Look through the data below for the string "with", and copy every line where it turns up.

Content starts

PR #11, opened 2019-01-24
Initial support for BMP180 digital pressure sensor

conejoninja:
Based on https://github.com/hybridgroup/gobot/blob/master/drivers/i2c/bmp180_driver.go

Added a examples/bmp180 folder with a tiny example

### DIFF
--- a/bmp180/bmp180.go
+++ b/bmp180/bmp180.go
@@ -12,17 +12,6 @@ import (
 	"github.com/aykevl/tinygo/src/machine"
 )
 
-const (
-	// ULTRALOWPOWER is the lowest oversampling mode of the pressure measurement.
-	ULTRALOWPOWER OversamplingMode = iota
-	// BSTANDARD is the standard oversampling mode of the pressure measurement.
-	STANDARD
-	// HIGHRESOLUTION is a high oversampling mode of the pressure measurement.
-	HIGHRESOLUTION
-	// ULTRAHIGHRESOLUTION is the highest oversampling mode of the pressure measurement.
-	ULTRAHIGHRESOLUTION
-)
-
 // BMP180OversamplingMode is the oversampling ratio of the pressure measurement.
 type OversamplingMode uint
 
@@ -88,19 +77,19 @@ func (d *Device) Configure() {
 	d.calibrationCoefficients.md = readInt(data[20], data[21])
 }
 
-// Temperature returns the temperature in celsius degrees (ºC)
-func (d *Device) Temperature() (temperature float32, err error) {
+// Temperature returns the temperature in celsius milli degrees (ºC/1000)
+func (d *Device) Temperature() (temperature int32, err error) {
 	rawTemp, err := d.rawTemp()
 	if err != nil {
 		return
 	}
 	b5 := d.calculateB5(rawTemp)
 	t := (b5 + 8) >> 4
-	return float32(t) / 10, nil
+	return 100*t, nil
 }
 
-// Pressure returns the pressure in pascals (Pa)
-func (d *Device) Pressure() (pressure float32, err error) {
+// Pressure returns the pressure in milli pascals (mPa)
+func (d *Device) Pressure() (pressure int32, err error) {
 	rawTemp, err := d.rawTemp()
 	if err != nil {
 		return
@@ -129,7 +118,7 @@ func (d *Device) Pressure() (pressure float32, err error) {
 	x1 = (p >> 8) * (p >> 8)
 	x1 = (x1 * 3038) >> 16
 	x2 = (-7357 * p) >> 16
-	return float32(p + ((x1 + x2 + 3791) >> 4)), nil
+	return int32(1000*float32(p + ((x1 + x2 + 3791) >> 4))), nil
 }
 
 // rawTemp returns the sensor's raw values of the temperature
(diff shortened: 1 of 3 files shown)


bmp180/bmp180.go
```diff
@@ -0,0 +1,191 @@
...
+//
+package bmp180
+
+import (
+	"time"
+
+	"github.com/aykevl/tinygo/src/machine"
+)
+
+const (
```
deadprogram: Should these be in the other file with the other `const` values?

bmp180/bmp180.go
```diff
@@ -0,0 +1,191 @@
...
+	if err != nil {
+		return
+	}
+	b5 := d.calculateB5(rawTemp)
+	t := (b5 + 8) >> 4
+	return float32(t) / 10, nil
+}
+
+// Pressure returns the pressure in pascals (Pa)
+func (d *Device) Pressure() (pressure float32, err error) {
```
deadprogram: I know this is an ugly calculation, perhaps a link back to the datasheet showing why that is the case would be helpful for anyone trying to interpret these "magic numbers".

What do you think?

examples/bmp180/main.go
```diff
@@ -0,0 +1,31 @@
+package main
+
+import (
+	"time"
+
+	"github.com/aykevl/tinygo-drivers/bmp180"
```
deadprogram: Please update to point to new driver repo location.

bmp180/bmp180.go
conejoninja: The datasheet (already linked on top) did not have deeplinks, I had no way to link directly to the algo/calculations. But you are right, I should add a note stating where those numbers come from at least.

The official implementation (recommended on the datasheet) is ... hard to look at: https://github.com/BoschSensortec/BMP180_driver/blob/master/bmp180.c#L252

bmp180/bmp180.go
```diff
@@ -0,0 +1,191 @@
...
+	bus                     machine.I2C
+	mode                    OversamplingMode
+	calibrationCoefficients calibrationCoefficients
+}
+
+// New creates a new BMP180 connection. The I2C bus must already be
+// configured.
+//
+// This function only creates the Device object, it does not touch the device.
+func New(bus machine.I2C) Device {
```
jkaflik: AFAIK it's good practise to include type name in "constructor"

jkaflik:
I don't know is it time for this, but it might be worth to expose common devices interfaces, like we have there:
```golang
type Thermometer interface {
  Temperature() (temperature float32, err error)
}

type Barometer interface {
  Pressure() (pressure float32, err error)
}
```

bmp180/bmp180.go
aykevl: Not always, consider `errors.New()`. The main thing about naming things in Go is not repeating anything, and in this case every package is one device. You don't have to repeat what it is. But of course, that's subjective :)
In any case, I care most about consistency and all other drivers use a bare `New` function.

jkaflik: Yes, do not repeat especially the package name. That's subjective of course and it's what I can live with 👍

jkaflik:
@aykevl 👍 for integers here

deadprogram:
Regarding the common interface thing, seems we're still discussing that, so once we decide on a change, we can update all the existing drivers at that time.

Regarding floats and embedded, that is very true. It is only slightly more confusing for devs, and it for sure more precise and efficient for calculation.

This would probably be a good time to change this, as it probably requires less discussion and consensus. I'm sure that @conejoninja can change the function signatures to return an int32 with the milli-unit of the thing being measured (millidegrees Celsius, millibars of pressure are already standard, so that one is easy.

Should we do this now? If so, let's make a quick decision and get it done. :)

conejoninja:
No problem changing it to int32, it makes sense for precision.

The SI unit for temperature is Kelvin, but Celsius is widely used

bmp180/bmp180.go
```diff
@@ -0,0 +1,180 @@
...
+	var p int32
+	if b7 < 0x80000000 {
+		p = int32((b7 << 1) / b4)
+	} else {
+		p = int32((b7 / b4) << 1)
+	}
+	x1 = (p >> 8) * (p >> 8)
+	x1 = (x1 * 3038) >> 16
+	x2 = (-7357 * p) >> 16
+	return int32(1000*float32(p + ((x1 + x2 + 3791) >> 4))), nil
```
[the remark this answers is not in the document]
conejoninja: Yes, will change that. I was thinking to return Pa isntead of mPa. The common unit used is hPa, and the sensor measures in Pa, which gives us 2 (instead of 3) digit precision. I think it's enough.

```go
  return 1000*(p + ((x1 + x2 + 3791) >> 4)), nil
```

or 



```go
  return p + ((x1 + x2 + 3791) >> 4), nil
```

I'm ok with both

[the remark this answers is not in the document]
aykevl: I would go with mPa. This particular sensor may be measuring with Pa precision, but there are probably other sensors that measure in a higher precision. By returning mPa, those other sensors can return measurements with a higher precision using the same interface.

Of course, you may change the example to show Pa instead of mPa, that's totally up to you.

deadprogram:
Thanks for making all the requested changes, @conejoninja now merging.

Content ends

Response:
Added a examples/bmp180 folder with a tiny example
deadprogram: Should these be in the other file with the other `const` values?
jkaflik: Yes, do not repeat especially the package name. That's subjective of course and it's what I can live with 👍
This would probably be a good time to change this, as it probably requires less discussion and consensus. I'm sure that @conejoninja can change the function signatures to return an int32 with the milli-unit of the thing being measured (millidegrees Celsius, millibars of pressure are already standard, so that one is easy.
I'm ok with both
aykevl: I would go with mPa. This particular sensor may be measuring with Pa precision, but there are probably other sensors that measure in a higher precision. By returning mPa, those other sensors can return measurements with a higher precision using the same interface.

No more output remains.